Suddenly everything comes rushing in at once, and the avalanche of sensation threatens to drop me back into unconsciousness. I’m in darkness, and I can’t immediately see the limits of the room. I’m cold, my clothes in tatters. My joints ache, and I feel bruises all over. There is a ringing in my ear that won’t go away. It feels like my ears are stuffed with cotton. I can feel a loose tooth and a sharp stabbing pain in my side.
The floor beneath me is concrete; its damp chill seeps up through me. Where am I?
“Hello?” I call out tentatively, and the words scratch at my throat as they come out. I immediately start coughing. The sounds echo back around me, giving me the sense I’m in a small room.

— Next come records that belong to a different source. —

PR #18093, opened 2019-06-14
Adding https-everywhere-lib submodule, which moves much of the

Hainish:
functionality of `rules.js` into WASM for memory efficiency and
performance.

### DIFF
--- a/chromium/background-scripts/rules.js
+++ b/chromium/background-scripts/rules.js
@@ -223,7 +223,9 @@ RuleSets.prototype = {
     this.ruleActiveStates = await this.store.get_promise('ruleActiveStates', {});
     try {
       this.wasm_rs = wasm.RuleSets.new();
-    } catch(e) {}
+    } catch(e) {
+      util.log(util.WARN, 'Falling back to pure JS implementation.');
+    }
     await applyStoredFunc(this);
     await this.loadStoredUserRules();
     await this.addStoredCustomRulesets();
@@ -575,7 +577,7 @@ RuleSets.prototype = {
     let results;
     if (this.wasm_rs) {
       let pa = this.wasm_rs.potentially_applicable(host);
-      results = [...pa].map(ruleset => {
+      results = new Set([...pa].map(ruleset => {
         let rs = new RuleSet(ruleset.name, ruleset.default_state, getScope(ruleset.scope), ruleset.note);
 
         if (ruleset.cookierules) {
@@ -598,7 +600,7 @@ RuleSets.prototype = {
           rs.exclusions = null;
         }
         return rs;
-      });
+      }));
     } else {
       // Let's begin search
       // Copy the host targets so we don't modify them.
--- a/chromium/background-scripts/rules.js
+++ b/chromium/background-scripts/rules.js
@@ -2,7 +2,8 @@
 
 (function(exports) {
 
-const util = require('./util');
+const util = require('./util'),
+  wasm = require('./wasm');
 
 let settings = {
   enableMixedRulesets: false,
@@ -220,6 +221,9 @@ RuleSets.prototype = {
   loadFromBrowserStorage: async function(store, applyStoredFunc) {
     this.store = store;
     this.ruleActiveStates = await this.store.get_promise('ruleActiveStates', {});
+    try {
+      this.wasm_rs = wasm.RuleSets.new();
+    } catch(e) {}
     await applyStoredFunc(this);
     await this.loadStoredUserRules();
     await this.addStoredCustomRulesets();
@@ -241,11 +245,20 @@ RuleSets.prototype = {
 
   addFromJson: function(ruleJson, scope) {
     const scope_obj = getScope(scope);
-    for (let ruleset of ruleJson) {
-      try {
-        this.parseOneJsonRuleset(ruleset, scope_obj);
-      } catch(e) {
-        util.log(util.WARN, 'Error processing ruleset:' + e);
+
+    if (this.wasm_rs) {
+      this.wasm_rs.add_all_from_js_array(
+        ruleJson,
+        settings.enableMixedRulesets,
+        this.ruleActiveStates,
+        scope);
+    } else {
+      for (let ruleset of ruleJson) {
+        try {
+          this.parseOneJsonRuleset(ruleset, scope_obj);
+        } catch(e) {
+          util.log(util.WARN, 'Error processing ruleset:' + e);
+        }
       }
     }
   },
@@ -322,7 +335,15 @@ RuleSets.prototype = {
    */
   addUserRule : function(params, scope) {
     util.log(util.INFO, 'adding new user rule for ' + JSON.stringify(params));
-    this.parseOneJsonRuleset(params, scope);
+    if (this.wasm_rs) {
+      this.wasm_rs.add_all_from_js_array(
+        [params],
+        settings.enableMixedRulesets,
+        this.ruleActiveStates,
+        scope);
+    } else {
+      this.parseOneJsonRuleset(params, scope);
+    }
 
     // clear cache so new rule take effect immediately
     for (const target of params.target) {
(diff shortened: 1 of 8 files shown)


Hainish:
This gracefully falls back to pure JS for contexts where WASM isn't supported, like the Tor Browser.

In some manual benchmarking with the Chromium Task Manager I've seen the memory consumption go down from ~105M to ~85M.

The [`https-everywhere-lib`](https://github.com/EFForg/https-everywhere-lib) this refers to is a Rust library which compiles to WASM and has to be rebuilt if changes are made.  There are instructions there for building and testing this library via Docker.

Hainish:
WASM is included via the wasm_bindgen function rather than modularly because modular includes are not supported for WASM just yet.  This corresponds to the `-t no-modules` flag in the library compilation.

Hainish:
This adds roughly 100k to the extension download size, bringing it from 1.7M to 1.8M.

pipboy96:
Not really sure about Rust, maybe we should have written it in pure WASM (WAT)?

pipboy96:
Great otherwise.

cschanaj:
I believe rust is a reasonable language of choice, as it provide some built-in libraries which ease our effort. Will try to look into the rust code and test ASAP. thanks @Hainish 👍

chromium/background-scripts/rules.js
```diff
@@ -546,51 +572,80 @@ RuleSets.prototype = {
...
 
-    // Let's begin search
-    // Copy the host targets so we don't modify them.
-    let results = (this.targets.has(host) ?
-      new Set([...this.targets.get(host)]) :
-      new Set());
+    let results;
+    if (this.wasm_rs) {
+      let pa = this.wasm_rs.potentially_applicable(host);
+      results = [...pa].map(ruleset => {
```
cschanaj: `results` should be a `Set` instead of an `Array`. Otherwise, `cached_item.size` is `undefined` when there is a cache hit.

chromium/background-scripts/rules.js
```diff
@@ -220,6 +221,9 @@ RuleSets.prototype = {
   loadFromBrowserStorage: async function(store, applyStoredFunc) {
     this.store = store;
     this.ruleActiveStates = await this.store.get_promise('ruleActiveStates', {});
+    try {
+      this.wasm_rs = wasm.RuleSets.new();
+    } catch(e) {}
```
cschanaj: maybe we should log the errors here?

pipboy96: We should, definitely.

Hainish:
> I believe rust is a reasonable language of choice, as it provide some built-in libraries which ease our effort. Will try to look into the rust code and test ASAP. thanks @Hainish +1
> 
> P.S. I agree with @pipboy96 that the .wasm file should be deterministic and compiled when the extension is built.

Consecutive compilations of the WASM binary have resulted in the same bit-for-bit result on my local development docker environment.  Can you test if this is true for you as well?

I'm reluctant to add additional compile-time requirements due to the fact that we'd need to add the entire Rust build chain.  I understand the argument about opacity - perhaps we can flag any PR which changes the submodule's commit with a tag which indicates that the resulting `wasm` file should be re-checked?

pipboy96:
@Hainish Well, commit IDs are SHA-1 based so theoretically they can be forged. Can you sign the file in the same way the rulesets are signed and verify the signature in JS code before any other interaction with the file takes place?

pipboy96:
In this case, signature failure won't break the extension, it will just run slower, and TB will not even need to attempt signature check since TB doesn't support WASM.

Hainish:
> @Hainish Well, commit IDs are SHA-1 based so theoretically they can be forged. Can you sign the file in the same way the rulesets are signed and verify the signature in JS code before any other interaction with the file takes place?

Can you explain how you see an attack scenario taking place?  The SHA-1 sum would be changed, but the submodule URI would not.  We already implicitly trust the information security infrastructure of Github to accurately deliver code based on the sha1sum they have stored for a commit.  Additional sha256sum checks can be run directly on the `wasm` code.  The only attack scenario I can foresee is Github delivering a forged commit based on a collision in the SHA-1 hash, but this is not new - this attack scenario already exists for the main HTTPS Everywhere repo.  We haven't increased the attack surface.

I think that this is part of a larger problem that the `git` infrastructure needs to be migrated to a more collision-resistant hashing algorithm, but I don't think that's our responsibility to address.

chromium/background-scripts/rules.js
Hainish: I'll convert this to a `Set`.  Currently, `this.wasm_rs.potentially_applicable` returns a `Set`, but we have to call `map` on the result because WebAssembly does not have access to the `CookieRule` or `Rule` objects.  This may be solvable, in which case we won't have to run this `map` at all.  I'll also look into this as a longer-term solution.

pipboy96:
@Hainish We use signed commits/tags in some places, which may reduce the risks (but probably not by a large amount). I also had in mind the possibility WASM module could only be downloaded as needed (if browser supports WASM).

> Can you explain how you see an attack scenario taking place?

No, I don't have any specific scenario in mind. I just think an opaque binary in Git repo may seem suspicious to the users, and may make people think something's wrong. It's not much a security issue, but the PR one.

Hainish:
@cschanaj resolved those issues, let me know if you plan on doing any additional reviews.

chromium/background-scripts/rules.js
```diff
@@ -223,7 +223,9 @@ RuleSets.prototype = {
     this.ruleActiveStates = await this.store.get_promise('ruleActiveStates', {});
     try {
       this.wasm_rs = wasm.RuleSets.new();
-    } catch(e) {}
+    } catch(e) {
+      util.log(util.WARN, 'Falling back to pure JS implementation.');
```
pipboy96: can you actually output `e` too?

chromium/background-scripts/wasm.js
```diff
@@ -2,10 +2,15 @@
...
-const { RuleSets } = wasm_bindgen;
+const util = require('./util'),
+  { RuleSets } = wasm_bindgen;
 
 async function initialize() {
-  await wasm_bindgen(chrome.runtime.getURL('wasm/https_everywhere_lib_bg.wasm'));
+  try {
+    await wasm_bindgen(chrome.runtime.getURL('wasm/https_everywhere_lib_bg.wasm'));
+  } catch(e) {
+    util.log(util.WARN, 'The wasm library has not loaded correctly for some reason.');
```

My last memory is of Marsh asking me more questions. I may not know where I am, but I’m sure it’s not in the same place I last saw Marsh.
There is no response. I feel my way along the wall a few feet until I find a corner where I huddle up to try and keep warm.
I don’t know how long I’m there before I nod off back to sleep once more.
I wake up after an indeterminate amount of time. What am I hearing? The ringing is still there, more in my left ear, but there is something else, something external. Whispers?
Yes, I’m hearing whispers, hushed voices around me.
“Hello?” I call again. The voices cease. “Dammit! Please! Is anyone there?”